1. During your exercise program, every effort will be made to assure your safety. However, as with any exercise program, there are risks, including increased heart stress and the chance of musculoskeletal injuries. In participating in a Phab program, you agree to assume full responsibility for all risks and waive any possibility for personal damage. You also agree that, to your knowledge, you have no limiting physical/mental conditions or disability that would preclude from starting an exercise program.


2. A 12-hour cancellation notice is required for all sessions (EST). Please call the office immediately and leave a message; if after hours. Don’t send emails or texts to the trainer directly.  Late Cancels and No-Shows will be billed as a regular session.

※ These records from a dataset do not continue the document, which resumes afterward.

PR #45, opened 2021-08-19
Add image on software stack

SimonHeybrock:
- Add image on software stack to title page, with links to related projects
- Fix theme

### DIFF
--- a/docs/index.rst
+++ b/docs/index.rst
@@ -3,6 +3,11 @@ ess - Data reduction for ESS instrumentation
 
 `European Spallation Source`_ (ESS) toolkit for neutron scattering data reduction powered by `scipp`_ and `scippneutron`_.
 Provides ESS facility and instrument bespoke tools.
+The ``ess`` module is part of the software stack for data reduction:
+
+.. raw:: html
+
+   <object data="images/software-stack.svg" type="image/svg+xml"></object>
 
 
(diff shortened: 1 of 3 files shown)


docs/index.rst
```diff
@@ -3,7 +3,19 @@ ess - Data reduction for ESS instrumentation
 
 `European Spallation Source`_ (ESS) toolkit for neutron scattering data reduction powered by `scipp`_ and `scippneutron`_.
 Provides ESS facility and instrument bespoke tools.
+The ``ess`` module is part of the software stack for data reduction:
 
+.. raw:: html
+    :file: images/software-stack.svg
+
+- ``scipp``, ``scippneutron``, and ``ess`` are Python packages that can be installed using ``conda``.
+  Each package is released independently.
```
OwenArnold, line 12: We may get people wondering (in fact people do ask) why their latest changes for package Y don't work automatically against latest developments on X - Should we say in addition and is made to work against a target upstream package version - Or is this too much?

OwenArnold (approved):
Basically looks good. No need to hold this up.

docs/index.rst
SimonHeybrock: I think that is too complicated for the front page? Could be explained elsewhere (FAQ?), if required.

3. Should a trainer cancel an appointment via phone in less than 12 hours or fail to appear for an appointment, you will receive (1) free session for your inconvenience.


4. Buddy-System or Small Group PT Training Sessions: If all participating parties are NOT available, the full session will be charged; affecting all clients.


5. No personal training refunds will be issued for any reason, including but not limited to relocation, illness, and unused sessions. *All sessions must be used within 60 days of the purchased date or the consumer forfeits these sessions (single/packages). Arrivals: Please make sure you arrive on time. For any late arrivals, the trainer will provide service for the remaining time left.


6. Consult your trainer for any modifications and physical issues experienced before, during or after the session.


7.    To experience the full exercise program, you agree to regular attendance and/or to follow your designed program.




(a) I hereby certify that I am the holder of the credit card, or an authorized signer on the bank checking account detailed below for the purchase of this program.


(b) I agree to purchase the following program, as an automatic charge to my credit card, or automatic debit to my checking account each month (for monthly program purchases only).*If Applicable


(c) I understand that I will be notified if my credit card or checking account payment fails to authorize for any reason, and that a $5 late fee will apply if I do not provide a valid credit card or checking account ACH information within 5 calendar days of the original rejection date.




Freeze your Auto Pay Account (Instructions)


(a) To freeze your auto pay, a completed request must be submitted in writing at least 30 days in advance of your next billing date in order for your request to be effective the following month.


(b) Members enrolled in the monthly auto renewal program may elect to freeze their auto pay charges once per year according to the policy below:


· You can freeze your Auto Pay schedule once per year at any time for no additional fee. The freeze is activated at the start of the next billing cycle and can be requested in monthly increments for up to 3 months.


· To request the freeze, complete a freeze request form (call to receive this via email), submit this form via fax, email or snail mail.


· Following the end of your requested freeze period, your monthly auto-renewal will automatically be reactivated.


· A completed auto pay cancellation form (call to receive this via email) must be received at least 30 days in advance of your billing cycle in order to cancel from your monthly program. For example: If you are scheduled to be charged March 15th and you want to cancel for the month of March, you must submit a cancellation form by February 15th.